I love fettle and shine session


----------



## EltonFrog (6 Jan 2019)

What a result!


----------



## Brandane (6 Jan 2019)

I've got one! Slightly different version by the looks of things, and mine has a few upgrades i.e. disc brakes and 2 different forks - a rigid carbon for non MTB use, and RockShox for off road. I love mine, especially the colour scheme, and IIRC it is about 10 years old. Lives in the house with another 4 bikes, so still in great condition.... Pics to follow.


----------



## roadrash (6 Jan 2019)

I like that @Brandane ...on the one ive been given the fork and rear of the frame both have mounting points for disc brakesbut have V brakes


----------



## Brandane (6 Jan 2019)

roadrash said:


> I like that @Brandane ...on the one ive been given the fork and rear of the frame both have mounting points for disc brakesbut have V brakes


Mine came with rim brakes, and like yours it was "disc ready", so I upgraded it after a few years. Great bike, and well worth spending a few £££ to get it sorted IMHO..


----------



## Spiderweb (6 Jan 2019)

Great bike, I have a slightly modified 2008 Trek 6500 with rigid carbon forks and 700c handbuilts.
Yours will clean up well.


----------



## Jody (6 Jan 2019)

That's a tidy bike Roadrash. A little fettling should see it come up well as it looks reasonable condition. Fork might be a bit sketchy if it's been left outside so it would be worth doing a quick strip and regrease/oil. 

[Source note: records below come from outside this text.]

PR #323, opened 2021-07-05
Align and minimize One

### LINKED ISSUE #267: One with minimum padding
`llama::One<Record>` is a facility for creating a scalar record value backed by stack memory. With the padding minimization developed in #233, we could add an additional version of `One` that reorders it's members to minimize padding.

Such a feature is not available in C++ and was traditionally done manually, see e.g.: http://www.catb.org/esr/structure-packing/
There is an effort to get such a feature in C++: https://wg21.link/p1112. LLAMA would be a library solution to this.
Rust has this built-in.

Such a one could actually just be used by itself, e.g. `std::vector<llama::MinOne<T>>`.

bernhardmgruber:
Fixes #267.

### DIFF
--- a/include/llama/Array.hpp
+++ b/include/llama/Array.hpp
@@ -38,12 +38,12 @@ namespace llama
         LLAMA_FN_HOST_ACC_INLINE constexpr T* end()
         {
             return &element[N];
-        };
+        }
 
         LLAMA_FN_HOST_ACC_INLINE constexpr const T* end() const
         {
             return &element[N];
-        };
+        }
 
         template <typename IndexType>
         LLAMA_FN_HOST_ACC_INLINE constexpr auto operator[](IndexType&& idx) -> T&
@@ -91,6 +91,53 @@ namespace llama
         }
     };
 
+    template <typename T>
+    struct Array<T, 0>
+    {
+        using value_type = T;
+        static constexpr std::size_t rank = 0;
+
+        LLAMA_FN_HOST_ACC_INLINE constexpr auto size() const
+        {
+            return 0;
+        }
+
+        LLAMA_FN_HOST_ACC_INLINE constexpr T* begin()
+        {
+            return nullptr;
+        }
+
+        LLAMA_FN_HOST_ACC_INLINE constexpr const T* begin() const
+        {
+            return nullptr;
+        }
+
+        LLAMA_FN_HOST_ACC_INLINE constexpr T* end()
+        {
+            return nullptr;
+        }
+
+        LLAMA_FN_HOST_ACC_INLINE constexpr const T* end() const
+        {
+            return nullptr;
+        }
+
+        LLAMA_FN_HOST_ACC_INLINE constexpr friend auto operator==(const Array& a, const Array& b) -> bool
+        {
+            return true;
+        }
+
+        LLAMA_FN_HOST_ACC_INLINE constexpr friend auto operator!=(const Array& a, const Array& b) -> bool
+        {
+            return false;
+        }
+
+        LLAMA_FN_HOST_ACC_INLINE constexpr friend auto operator+(const Array& a, const Array& b) -> Array
+        {
+            return {};
+        }
+    };
+
     template <typename First, typename... Args>
     Array(First, Args... args) -> Array<First, sizeof...(Args) + 1>;
 
@@ -99,8 +146,9 @@ namespace llama
     {
         Array<T, N + 1> r{};
         r[0] = v;
-        for (auto i = 0; i < N; i++)
-            r[i + 1] = a[i];
+        if constexpr (N > 0)
+            for (auto i = 0; i < N; i++)
+                r[i + 1] = a[i];
         return r;
     }
 
@@ -108,8 +156,9 @@ namespace llama
     LLAMA_FN_HOST_ACC_INLINE constexpr auto push_back(Array<T, N> a, T v) -> Array<T, N + 1>
     {
         Array<T, N + 1> r{};
-        for (auto i = 0; i < N; i++)
-            r[i] = a[i];
+        if constexpr (N > 0)
+            for (auto i = 0; i < N; i++)
+                r[i] = a[i];
         r[N] = v;
         return r;
     }
@@ -119,8 +168,9 @@ namespace llama
     {
         static_assert(N > 0);
         Array<T, N - 1> r{};
-        for (auto i = 0; i < N - 1; i++)
-            r[i] = a[i];
+        if constexpr (N > 1)
+            for (auto i = 0; i < N - 1; i++)
+                r[i] = a[i];
         return r;
     }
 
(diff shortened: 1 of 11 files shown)


include/llama/Array.hpp
```diff
@@ -86,6 +86,48 @@ namespace llama
         }
     };
 
+    template <typename T>
+    struct Array<T, 0>
```
j-stephan, line 95: Wouldn't an array with dimensionality 0 contain exactly one element? If we imagine it geometrically it would be the equivalent to a point.

include/llama/Array.hpp
```diff
@@ -94,17 +136,19 @@ namespace llama
     {
         Array<T, N + 1> r{};
         r[0] = v;
-        for (auto i = 0; i < N; i++)
-            r[i + 1] = a[i];
+        if constexpr (N > 0)
```
j-stephan, line 149: We probably want some curly braces behind the `if`. I think some compilers even warn about this. Also in the other instances if you change this.

include/llama/mapping/One.hpp
```diff
@@ -4,12 +4,21 @@
...
+#include "Common.hpp"
 
 namespace llama::mapping
 {
     /// Maps all ArrayDims coordinates into the same location and layouts struct members consecutively. This mapping is
     /// used for temporary, single element views.
-    template <typename T_ArrayDims, typename T_RecordDim>
+    /// \tparam AlignAndPad If true, padding bytes are inserted to guarantee that struct members are properly aligned.
+    /// If false, struct members are tighly packed.
+    /// \tparam FlattenRecordDim Defines how the record dimension's fields should be flattended. See \ref
```
j-stephan: Typo: 
```suggestion
    /// \tparam FlattenRecordDim Defines how the record dimension's fields should be flattened. See \ref
```

include/llama/mapping/One.hpp
```diff
@@ -4,12 +4,21 @@
...
 #include "../Core.hpp"
+#include "Common.hpp"
 
 namespace llama::mapping
 {
     /// Maps all ArrayDims coordinates into the same location and layouts struct members consecutively. This mapping is
     /// used for temporary, single element views.
-    template <typename T_ArrayDims, typename T_RecordDim>
+    /// \tparam AlignAndPad If true, padding bytes are inserted to guarantee that struct members are properly aligned.
+    /// If false, struct members are tighly packed.
```
j-stephan: Typo:
```suggestion
    /// If false, struct members are tightly packed.
```

j-stephan (changes requested):

include/llama/Array.hpp
bernhardmgruber: That's an array of *size* 0 :)
`llama::Array` is equivalent to slimmed down `std::array`.

include/llama/Array.hpp
bernhardmgruber: That's a stylistic question, which I strongly oppose. I know the argument that adding braces could avoid accidentially misindenting a statement, believing it belongs to the `if` statement. However, clang actually detects such misalignment. Furthermore, our code base is clang-formatted so we would immediately notice. So the only thing braces add here is an extra LOC, spreading the code a little vertically. And I prefer to the code to be compact. I also know clang-tidy can add these braces automatically, so at some point we will have the vote and then we can see what happens :)

include/llama/mapping/One.hpp
bernhardmgruber: Thx!

include/llama/mapping/One.hpp
bernhardmgruber: thx!

include/llama/mapping/AoS.hpp
```diff
@@ -12,7 +12,7 @@ namespace llama::mapping
     /// If false, struct members are tightly packed.
     /// \tparam T_LinearizeArrayDimsFunctor Defines how the array dimensions should be mapped into linear numbers and
     /// how big the linear domain gets.
-    /// \tparam FlattenRecordDim Defines how the record dimension's fields should be flattended. See \ref
+    /// \tparam FlattenRecordDim Defines how the record dimension's fields should be flatteneded. See \ref
```
j-stephan: Typo: 
```suggestion
    /// \tparam FlattenRecordDim Defines how the record dimension's fields should be flattened. See \ref
```

include/llama/mapping/One.hpp
```diff
@@ -4,12 +4,21 @@
...
+#include "Common.hpp"
 
 namespace llama::mapping
 {
     /// Maps all ArrayDims coordinates into the same location and layouts struct members consecutively. This mapping is
     /// used for temporary, single element views.
-    template <typename T_ArrayDims, typename T_RecordDim>
+    /// \tparam AlignAndPad If true, padding bytes are inserted to guarantee that struct members are properly aligned.
+    /// If false, struct members are tightly packed.
+    /// \tparam FlattenRecordDim Defines how the record dimension's fields should be flatteneded. See \ref
```
j-stephan: Typo:
```suggestion
    /// \tparam FlattenRecordDim Defines how the record dimension's fields should be flattened. See \ref
```

include/llama/mapping/One.hpp
```diff
@@ -35,14 +44,39 @@ namespace llama::mapping
...
+    /// One mapping preserving the alignment of the field types by inserting padding.
+    /// \see One
+    template <typename ArrayDims, typename RecordDim>
+    using AlignedOne = One<ArrayDims, RecordDim, true, FlattenRecordDimInOrder>;
+
+    /// One mapping preserving the alignment of the field types by inserting padding and permuting the field order to
+    /// minimize this padding.
+    /// \see One
+    template <typename ArrayDims, typename RecordDim>
+    using MinAlignedOne = One<ArrayDims, RecordDim, true, FlattenRecordDimMinimizePadding>;
```
j-stephan, line 76: Is `One<ArrayDims, RecordDim, false, FlattenRecordDimMinimizePadding>` missing on purpose?

include/llama/mapping/One.hpp
```diff
@@ -35,14 +44,39 @@ namespace llama::mapping
...
+
+    /// One mapping packing the field types tightly, violating the types alignment requirements.
```
j-stephan:
```suggestion
    /// One mapping packing the field types tightly, violating the types' alignment requirements.
```

j-stephan (changes requested):

include/llama/mapping/One.hpp
bernhardmgruber: That is a valid mapping, but I do not see the use case. `One<..., true, ...>` adds padding to respect alignment, so adding field permutations make sense, to play with this padding.
`One<..., false, ...>` does not add padding, so permuting the fields has a far smaller effect. So I want to advertise it less.

include/llama/mapping/AoS.hpp
bernhardmgruber: Thx!

include/llama/mapping/One.hpp
bernhardmgruber: Thx!

include/llama/mapping/One.hpp
bernhardmgruber: Thx!

j-stephan (approved):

As for the year, I reckon around 98/99 due to it being disc ready but still having v's.


----------



## Spiderweb (6 Jan 2019)

It is actually a 2007 model, this is the year they came with Manitou Slate forks.
Could it once have had disc brakes?
https://forums.mtbr.com/beginners-corner/help-finding-trek-bike-732263.html

http://www.mountainbike.nl/forum/viewtopic.php?t=35226


----------



## Jody (6 Jan 2019)

Surprised they didnt put discs on it given the year.


----------



## wisdom (6 Jan 2019)

It will be a good bike after a bit of fettling.My hybrid has deore hubs and gears I love them.Nice neighbours as has been said previously.


----------



## roadrash (7 Jan 2019)

She asked me if I wanted a bike that's been left outside for a while , I didn't know what to expect when I said I would take a look , couldn't believe it when I saw it , don't know why but I was expecting to see a rusting B.S.O., I certainly was expecting what I got


----------



## roadrash (10 Jan 2019)

Started to clean this up this afternoon and found a broken spoke in the back wheel, trip to the lbs for a new one shortly


----------



## Milkfloat (10 Jan 2019)

I would be tempted to fit a cheap rigid fork, some slicks, mudguards and a rack and have a lovely utility bike.


----------



## roadrash (10 Jan 2019)

Took the back tyre off to find a 700c innertube in a 26"tyre, it must have felt like riding over a brick once every wheel revolution, no problem says I, out to the shed for a replacement tube , hmmm yeah right , don't you love when the spare tubes you have are Schrader and you need presta, I had just come back from the lbs too 

New front brake cable , new noodle and new blocks fitted on the front and the frame has cleaned up really well..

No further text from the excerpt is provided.